2. How metadata is added to the graph

Due to the wide variance in how research data is made available by data providers in the domains of NFDI4Culture, there is no single, universal workflow for metadata integration. Metadata about research data from providers is instead integrated into the Culture Knowledge Graph via a flexible Extract-Transform-Load (ETL) environment, the so-called Culture Knowledge Graph Kitchen (PID E5877). This pipeline can incorporate various tools adapted to the wide range of needs of the data providers organised in NFDI4Culture and allows for periodical reharvests in case data changes over time.

Data Structure

Within the Culture Knowledge Graph, all metadata is structured into data feeds with clear information about who created or provided them. Each data feed consists of various data feed elements that contain information about digital representations of material and immaterial cultural heritage and related metadata and authority data. It is important to note, however, that only metadata will be ingested: the full data record remains with the data provider.

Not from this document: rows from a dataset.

PR #282, opened 2020-04-10
update blacklist of actors init cant exec

### LINKED ISSUE #219: Restrict init actor exec's ability to create singleton actors
#218 relaxed the init actor's constraints on what actors can be instantiated freely too much, e.g. allowing user-creation of reward actor, system actor etc. Switch to either an explicit capability list (rather than exclusion list), or more exhaustively enumerate the exclusions such that it won't rot in the future.

whyrusleeping:
closes #219

### DIFF
--- a/actors/builtin/init/init_actor.go
+++ b/actors/builtin/init/init_actor.go
@@ -87,7 +87,7 @@ func (a Actor) Exec(rt runtime.Runtime, params *ExecParams) *ExecReturn {
 
 func canExec(callerCodeID cid.Cid, execCodeID cid.Cid) bool {
 	switch execCodeID {
-	case builtin.AccountActorCodeID, builtin.InitActorCodeID, builtin.StoragePowerActorCodeID, builtin.StorageMarketActorCodeID, builtin.StorageMinerActorCodeID, cid.Undef:
+	case builtin.AccountActorCodeID, builtin.InitActorCodeID, builtin.StoragePowerActorCodeID, builtin.StorageMarketActorCodeID, builtin.StorageMinerActorCodeID, builtin.RewardActorCodeID, builtin.SystemActorCodeID, builtin.CronActorCodeID, cid.Undef:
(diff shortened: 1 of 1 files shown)


anorth:
I don't really like this solution because it fails unsafely. Future changes elsewhere could lead to exactly the same bug being re-introduced. 

A whitelist, rather than blacklist, would at least fail without introducing unknown behaviour. Or some technique where this code can be guaranteed to exhaustively include all code types, including if another is added in the future.

whyrusleeping:
A whitelist makes testing anything extremely hard, I much prefer a blacklist, as we already have to remember to type all of these somewhere anyways. And realistically, who cares if any of these actors (aside from the init actor) get execed? Its not really a big deal if they do (its unlikely they will work well, so idk why anyone would do it, but its not going to hurt anything)

actors/builtin/init/init_actor.go
```diff
@@ -87,7 +87,7 @@ func (a Actor) Exec(rt runtime.Runtime, params *ExecParams) *ExecReturn {
 
 func canExec(callerCodeID cid.Cid, execCodeID cid.Cid) bool {
 	switch execCodeID {
-	case builtin.AccountActorCodeID, builtin.InitActorCodeID, builtin.StoragePowerActorCodeID, builtin.StorageMarketActorCodeID, builtin.StorageMinerActorCodeID, cid.Undef:
+	case builtin.AccountActorCodeID, builtin.InitActorCodeID, builtin.StoragePowerActorCodeID, builtin.StorageMarketActorCodeID, builtin.StorageMinerActorCodeID, builtin.RewardActorCodeID, builtin.SystemActorCodeID, builtin.CronActorCodeID, cid.Undef:
```
ZenGround0, line 90: Because of rot this is missing `VerifiedRegistryActorCodeID`

If you rely on `IsSingletonActor` (minus accountactor) it would help keep this list in one place.

magik6k:
Closing as https://github.com/filecoin-project/specs-actors/pull/405/files does roughly the same thing, just a bit differently

PR #283, opened 2020-04-10
make seal randomness spec compliant

### LINKED ISSUE #260: Seal randomness must include miner address as entropy
The miner actor computes seal randomness with no entropy. It must use the miner address according to   https://github.com/filecoin-project/specs/pull/883

cc @sternhenri @magik6k

whyrusleeping:
closes #260 

FYI @magik6k


anorth:
FYI @acruikshank @ZenGround0 we'll need the parallel change in seal generation when integrating this.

Chapters 3 and 4 outline the data formats and provisioning methods that the ingest pipeline currently supports or will support in the near future. Once a data provider and the Culture Knowledge Graph team agree on what and how to ingest, a data feed needs to be registered in the Culture Information Portal. In cases where a data feed belongs to a data portal that has not yet been registered in the NFDI4Culture Registry (PID E2392), the metadata record of the data portal will also be created during the registration of the data feed. The same holds true for the metadata record about the publisher of a data feed.

Basic integration requirements

In order for data to be made accessible via the Culture Knowledge Graph, a number of requirements must be met:

  • Data providers
    • must have a formalised relationship with NFDI4Culture (i.e. through involvement as a partner or any other form of written cooperation agreement between the consortium and the data provider)
  • Research data
    • must have resolvable and persistent IRIs on the web
    • should have external identifiers and classifiers from authority files or controlled vocabularies, such as the GND, VIAF, Iconclass, GeoNames, Wikidata, etc.
    • must have a clear license or rights statement for the research data, ideally a copyleft license. In cases where research data is rights protected, a consultation with the Legal Helpdesk Team of the NFDI4Culture Helpdesk about how metadata about such data can be made available is recommended.

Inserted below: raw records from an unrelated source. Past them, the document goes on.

PR #286, opened 2020-04-14
New Window PoSt construction over all sectors

anorth:
Implement the new shiny Window PoSt construction which requires a proof of all sectors every 24hr.

This has all the basics. A few things to come in follow-ups:
- Process skipped faults
- Load-balance while filling deadlines with new sectors
- Implement verifyPledgeMeetsInitialRequirements
- Terminate deals with market actor (existing debt)
- Compute non-zero fees and penalties (existing debt)

There's one outstanding issue before it's mergeable:
- [x] Fix incorrect `ComputeCurrentDeadline`

Thanks @magik6k @whyrusleeping and @frrist for contributing.


actors/builtin/miner/miner_state.go
```diff
@@ -309,46 +301,185 @@ func (st *State) ForEachSector(store adt.Store, f func(*SectorOnChainInfo)) erro
 
 // Adds some sector numbers to the new sectors bitfield.
 func (st *State) AddNewSectors(newSectors ...abi.SectorNumber) error {
-	panic("Implement me") // TODO
+	for _, sector := range newSectors {
+		st.NewSectors.Set(uint64(sector))
+	}
```
anorth, line 306: @magik6k I know the current use case is one at a time, but would it generally be better to compute a bitfield of many and then merge bitfields?

actors/builtin/miner/miner_state.go
```diff
@@ -309,46 +301,185 @@ func (st *State) ForEachSector(store adt.Store, f func(*SectorOnChainInfo)) erro
...
+
+	bf := abi.NewBitField()
+	_, err = arr.Get(uint64(expiry), &bf)
+	if err != nil {
+		return err
+	}
+
+	for _, sector := range newSectors {
+		bf.Set(uint64(sector))
+	}
```
anorth, line 332: Ditto

actors/builtin/miner/miner_state.go
```diff
@@ -309,46 +301,185 @@ func (st *State) ForEachSector(store adt.Store, f func(*SectorOnChainInfo)) erro
...
+
+	if err := arr.Set(uint64(expiry), &bf); err != nil {
+		return err
+	}
+
+	st.SectorExpirations, err = arr.Root()
+	return err
+}
+
+func checkBitFieldIntersect(expectAllIntersect bool, a, b abi.BitField) (bool, uint64, error) {
```
anorth, line 342: As implemented, this doesn't check the intersection but the subset/contains operation. If that's what you want, rename to `containsAny`/`containsAll`. But if you need intersection, must also iterate over `am` in an outer loop and check in `bm` (unless sizes are equal)

actors/builtin/miner/miner_state.go
```diff
@@ -309,46 +301,185 @@ func (st *State) ForEachSector(store adt.Store, f func(*SectorOnChainInfo)) erro
...
 
 // Adds sectors numbers to faults and fault epochs.
 // Precondition: sectors are not already in faults.
-func (st *State) AddFaults(sectorNos abi.BitField, faultEpoch abi.ChainEpoch) error {
-	panic("implement me") // TODO
+func (st *State) AddFaults(store adt.Store, sectorNos abi.BitField, faultEpoch abi.ChainEpoch) (err error) {
+	// TODO: check max count after adding
+
+	{
+		ok, bad, err := checkBitFieldIntersect(false, st.Faults, sectorNos)
```
anorth, line 369: Idea: rather than expand maps for this check, you could do the merge and check the expected size is the sum of sizes.

actors/builtin/miner/miner_state.go
```diff
@@ -374,7 +505,11 @@ func (d *Deadlines) CountDeadlines() [WPoStPeriodDeadlines]uint64 {
 
 // Adds sector numbers to a deadline.
 func (d *Deadlines) AddToDeadline(deadline int, newSectors ...abi.SectorNumber) error {
-	panic("implement me") // TODO
+	for _, sector := range newSectors {
+		d.Due[deadline].Set(uint64(sector))
+	}
```
anorth, line 510: This one will definitely be called with >1 new sector, so merge bitfields?

actors/builtin/miner/miner_state.go
magik6k: Here this doesn't matter as we're immedietally putting the bitfield into an amt

actors/builtin/miner/miner_state.go
```diff
@@ -525,16 +939,25 @@ func quantizeUp(e abi.ChainEpoch, unit abi.ChainEpoch) abi.ChainEpoch {
 	return e - remainder + unit
 }
 
-func sectorKey(e abi.SectorNumber) adt.Keyer {
+// Rounds e to the nearest exact multiple of the quantization unit, rounding down.
+func quantizeDown(e abi.ChainEpoch, unit abi.ChainEpoch) abi.ChainEpoch {
+	remainder := e % unit
```
frrist, line 944: This and `quantizeUp` will panic when `unit == 0` which is a possible (but unlikely) scenario given the defition here: https://github.com/filecoin-project/specs-actors/pull/286/files#diff-2580e4b82238370ee854a52e8d5428e7R37

actors/builtin/miner/miner_state.go
```diff
@@ -267,64 +306,430 @@ func (st *State) ForEachSector(store adt.Store, f func(*SectorOnChainInfo)) erro
...
+		for _, n := range ns {
+			d.Due[i].Unset(n)
+		}
+	}
+	return nil
 }
 
+// Computes the first partition index and number of sectors for a deadline.
+// Partitions are numbered globally for the miner, not per-deadline.
+func (d *Deadlines) PartitionsForDeadline(deadlineIndex uint64) (firstPartition, sectorCount uint64, _ error) {
```
frrist, line 712: @anorth What is meant by "first partition index"?

anorth: It's the index of the first (lowest) partition number due at the requested deadline. The partitions are indexed from 0 by enumerating those in the first deadline, then the second, etc for all the deadlines.

actors/builtin/miner/miner_state.go
```diff
@@ -525,6 +597,15 @@ func quantizeUp(e abi.ChainEpoch, unit abi.ChainEpoch) abi.ChainEpoch {
 	return e - remainder + unit
 }
 
+// Rounds e to the nearest exact multiple of the quantization unit, rounding down.
+func quantizeDown(e abi.ChainEpoch, unit abi.ChainEpoch) abi.ChainEpoch {
+	remainder := e % unit
+	if remainder == 0 {
+		return e
+	}
+	return e - remainder
```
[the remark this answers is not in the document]
anorth: I don't think so. E.g. `quantizeDown(13, 10)`, remainder will be 3 and desired output is 10. Your suggestion would yield 6

actors/builtin/miner/miner_state.go
```diff
@@ -131,6 +163,13 @@ func (st *State) GetSectorSize() abi.SectorSize {
 	return st.Info.SectorSize
 }
 
+// Returns the epoch that starts the current proving period, and whether that period starts on or after epoch 0.
+// The period start can be negative during the first proving period of the chain.
```
frrist, line 167: for what case does this method return negative values? I don't see how that's possible given the impl of `quantizeDown`.

actors/builtin/miner/miner_actor.go
```diff
@@ -541,88 +652,172 @@ func (a Actor) TerminateSectors(rt Runtime, params *TerminateSectorsParams) *adt
...
+
+		// Traverse earlier submissions and enact detected faults.
+		// This is necessary to prevent the miner "declaring" a fault for a PoSt already missed.
+		deadlineIndex, _ := ComputeCurrentDeadline(periodStart, currEpoch)
+		detectedFaultSectors, penalty = checkMissingPoStFaults(rt, st, store, deadlines, periodStart, deadlineIndex, currEpoch)
+
+		var decaredSectors []*abi.BitField
+		for _, decl := range params.Faults {
+			err := validateFRDeclaration(currEpoch, periodStart, deadlines, decl.Deadline, decl.Sectors)
+			builtin.RequireNoErr(rt, err, exitcode.ErrIllegalArgument, "invalid fault declaration")
```
nicola, line 703: error should be more explicit: "Faults for deadline decl.Deadline are too late for submission"

actors/builtin/miner/miner_actor.go
```diff
@@ -541,88 +652,172 @@ func (a Actor) TerminateSectors(rt Runtime, params *TerminateSectorsParams) *adt
...
+		}
+		return nil
+	})
 
-	// Request deferred Cron invocation to update temporary fault state.
-	// TODO: cant we just lazily clean this up?
-	cronPayload := CronEventPayload{
-		EventType: CronEventTempFault,
-		Sectors:   &params.SectorNumbers,
+	// Remove power for new faulty sectors.
```
nicola, line 764: power must be removed at the deadline and not at the time it was announced

actors/builtin/miner/miner_actor.go
```diff
@@ -541,88 +652,172 @@ func (a Actor) TerminateSectors(rt Runtime, params *TerminateSectorsParams) *adt
...
-			if err = st.PutSector(store, sector); err != nil {
-				rt.Abortf(exitcode.ErrIllegalState, "failed to update sector %v: %v", sectorNumber, err)
-			}
+			// Load info for sectors.
+			declaredFaultSectors, err = st.LoadSectorInfos(store, newFaults)
+			builtin.RequireNoErr(rt, err, exitcode.ErrIllegalState, "failed to load fault sectors")
+
+			// Unlock penalty for declared faults.
+			declaredPenalty, err := unlockPenalty(store, &st, currEpoch, declaredFaultSectors, pledgePenaltyForSectorDeclaredFault)
+			builtin.RequireNoErr(rt, err, exitcode.ErrIllegalState, "failed to charge fault fee")
```
nicola, line 748: shouldn't we check here if this is the 14th period for which it was declared faulty?

actors/builtin/miner/miner_actor.go
```diff
@@ -160,53 +173,166 @@ func (a Actor) ChangePeerID(rt Runtime, params *ChangePeerIDParams) *adt.EmptyVa
...
+		if contains {
+			rt.Abortf(exitcode.ErrIllegalArgument, "duplicate PoSt partition")
+		}
+		err = st.AddPoStSubmissions(postedPartitions)
+		if err != nil {
+			rt.Abortf(exitcode.ErrIllegalState, "failed to record submissions for partitions %s: %v", params.Partitions, err)
+		}
+
+		// If the PoSt was successful, the declared recoveries should be restored
+		err = st.RemoveFaults(store, declaredRecoveries)
```
nicola, line 300: What happens if a sector was not declared as recovered but gets proven in this windowPost?

It must not be accounted for power until the next windowpost

frrist:
@anorth branch with moar tests here: https://github.com/filecoin-project/specs-actors/pull/294, includes coverage for `ComputeCurrentDeadline` and `assignProvingPeriodBoundary`. Will add some for `ComputeFaultDeclarationCutoff` next.

actors/builtin/miner/miner_actor.go
anorth: The nested `err` will be included in the log and has those details.

actors/builtin/miner/miner_actor.go
anorth: Let's discuss that outside this PR as a potential enhancement.

actors/builtin/miner/miner_actor.go
anorth: Faults are declared only once, the transition from not fault to faulty. Then they stay faulty and the daily cron checks how old ongoing faults are. This is definitely the first period that these specific sectors have been faulty.

actors/builtin/miner/miner_actor.go
anorth: The PoSt will fail validation. The good sectors + declared recoveries must exactly match the set proven.

actors/builtin/miner/miner_actor.go
```diff
@@ -160,53 +173,164 @@ func (a Actor) ChangePeerID(rt Runtime, params *ChangePeerIDParams) *adt.EmptyVa
...
 	var st State
+	var detectedFaultSectors []*SectorOnChainInfo
+	var penalty abi.TokenAmount
+	var recoveredSectors []*SectorOnChainInfo
 	rt.State().Transaction(&st, func() interface{} {
 		rt.ValidateImmediateCallerIs(st.Info.Worker)
 
-		if rt.CurrEpoch() > st.PoStState.ProvingPeriodStart+power.WindowedPostChallengeDuration {
-			rt.Abortf(exitcode.ErrIllegalState, "PoSt submission too late")
+		// Every epoch is during some deadline's challenge window.
```
whyrusleeping, line 206: I would strongly recommend having the user submit the partition they are targeting. Its likely just one extra byte in the parameters, and will make diagnosing issues *much* easier

actors/builtin/miner/miner_actor.go
```diff
@@ -872,63 +1227,51 @@ func (a Actor) checkPrecommitExpiry(rt Runtime, sectors *abi.BitField, regProof
...
-		}
-		faultsMap, err := st.FaultSet.AllMap(maxAllowedFaults)
-		if err != nil {
-			rt.Abortf(exitcode.ErrIllegalState, "too many faults")
+			rt.Abortf(exitcode.ErrIllegalState, "failed to expand faults")
 		}
 
-		for _, sectorNo := range sectorNos {
-			sector, found, err := st.GetSector(store, sectorNo)
+		_ = sectorNos.ForEach(func(sectorNo uint64) error {
```
whyrusleeping, line 1273: ignoring errors makes me ever so slightly nervous

actors/builtin/miner/miner_state.go
```diff
@@ -267,64 +294,439 @@ func (st *State) ForEachSector(store adt.Store, f func(*SectorOnChainInfo)) erro
...
 	}
 
-	return asStorageWeightDesc(st.Info.SectorSize, sectorInfo), nil
+	count, err := st.NewSectors.Count()
+	if err != nil {
+		return err
+	}
+	if count > NewSectorsPerPeriodMax {
+		return fmt.Errorf("too many new sectors %d, max %d", count, NewSectorsPerPeriodMax)
+	}
```
frrist, line 314: `st.NewSectors`'s value is modified by this method (line 303) even if it errors, is that the intended effect?

actors/builtin/miner/miner_actor.go
anorth: The _partitions_ are explicitly submitted, but assuming you meant deadline: 👍  I'll do that.

actors/builtin/miner/miner_actor.go
anorth: This particular code aborts rather than return errors, but that nervousness is well-founded so I'll change all the non-trivial cases of this to check the error anyway.

actors/builtin/miner/miner_state.go
anorth: It was, but you're right to feel uneasy about it. https://github.com/filecoin-project/specs-actors/issues/300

If you are interested in making research data findable via the Culture Knowledge Graph, but your institution is not yet formally involved, you are very welcome to contact the NFDI4Culture Helpdesk and select “General Request”. Your request will then be forwarded to the Co-Spokespersons of NFDI4Culture and you will be contacted with suggestions for a possible cooperation.

Integration worklflow

Generally, the NFDI4Culture Helpdesk (PID E2409) should be contacted before creating a data feed. Please select the request type “Culture Knowledge Graph Data Integration”. We will then discuss your specific use case and draw up a plan for the integration of the data feed. Prior to contacting the Helpdesk, data providers should consult the checklist (see appendix). It also helps to have a clear idea of which formats and data provision methods a data provider could offer.

Minimum set of required properties for each metadata item

Metadata property Comment
Label The label of the metadata item.
Resolvable IRI The resolvable IRI to the source data record on the provider's side.
License/ rights statement A statement about the license of the source data record.
Publisher A statement about the publisher of the resource using the Culture IRI of the publisher. You will be provided with this IRI when registering your data feed.
Data feed IRI The Culture IRI of the data feed, which is provided through registering the data feed in the Culture Information Portal.

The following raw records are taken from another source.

PR #290, opened 2020-04-14
implement puppet actor

frrist:
### Motivation
Can be used for exercising inner sends without actor level validation getting in the way.

### Open Questions
Draft until the below are answered/addressed.
- Should TestActor's send return values or ignore them?
- Are there an additional methods that should be added? For example, a method that returns an encodable value?


actors/test/test_actor.go
```diff
@@ -0,0 +1,48 @@
+package test
```
anorth, line 1: I think we can do better than `test` for the name, it'll be confusing with other things. I chatted briefly with @whyrusleeping and others and `puppet` came out as short and to the point.

actors/test/test_actor.go
```diff
@@ -0,0 +1,48 @@
...
+
+func (a Actor) Send(rt runtime.Runtime, params *SendParams) *adt.EmptyValue {
+	rt.ValidateImmediateCallerAcceptAny()
+	_, _ = rt.Send(
+		params.To,
+		params.Method,
+		runtime.CBORBytes(params.Params),
+		params.Value,
+	)
+	return nil
```
anorth, line 45: I'd like to get both the return value and exit code out, probably by returning a structure containing both.

For the return value, we just want the raw bytes (since we don't know the type). I suggest extending the `runtime.CBORBytes` to implement `CBORUnmarshaler` to get the raw bytes out.

actors/test/test_actor.go
```diff
@@ -0,0 +1,48 @@
...
+import (
+	addr "github.com/filecoin-project/go-address"
+
+	abi "github.com/filecoin-project/specs-actors/actors/abi"
+	builtin "github.com/filecoin-project/specs-actors/actors/builtin"
+	runtime "github.com/filecoin-project/specs-actors/actors/runtime"
+	adt "github.com/filecoin-project/specs-actors/actors/util/adt"
+)
+
+type Actor struct{}
```
anorth, line 12: Please add some documentation.

> This actor exists to aid testing the runtime and environment in which it's embedded. It provides direct access to the runtime methods, including sending arbitrary messages to other actors, without any preconditions or invariants to get in the way.

anorth, line 12: We'll need a code ID for this actor. Put it in this file rather than alongside the real builtin actors.

Similarly, we also need a table of method numbers so they can be referenced by number.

Beyond the minimum set of required properties for each metadata item, it is highly recommended to provide identifiers from authority files (e.g. Getty AAT, Wikidata, GND, etc.) for related persons, organizations, works, events, locations and classifiers (such as Iconclasses). It is also good practice to provide time information (like the creation period of the cultural artifact that is described by the metadata). Furthermore, if possible, provide URLs to digital representations (e.g. images, audio, video, 3D, etc.) including their bylines (if required), rights information in the form of license statements, and their type (e.g. schema:ImageObject, schema:AudioObject, schema:VideoObject, schema:3DModel). A license statement and a digital representation type are required if URLs are provided for digital representations. Additionally, providing the type of the real-world entity for each item (e.g. schema:Sculpture, schema:MusicComposition) is highly recommended. Please refer to the NFDIcore Ontology and the NFDI4Culture Ontology module for more details on optional properties and background information.

Minimum set of required properties of the data feed

Metadata property Comment
Modification date The date the data feed was modified (YYYY-MM-DD). In case of the first provision, this field corresponds to the creation date.

The Culture IRI of the data portal from which the data feed is provided, its label, description text and further metadata information are not themselves part of the required metadata fields. Instead, this information is gathered when a data feed is registered in the Culture Information Portal.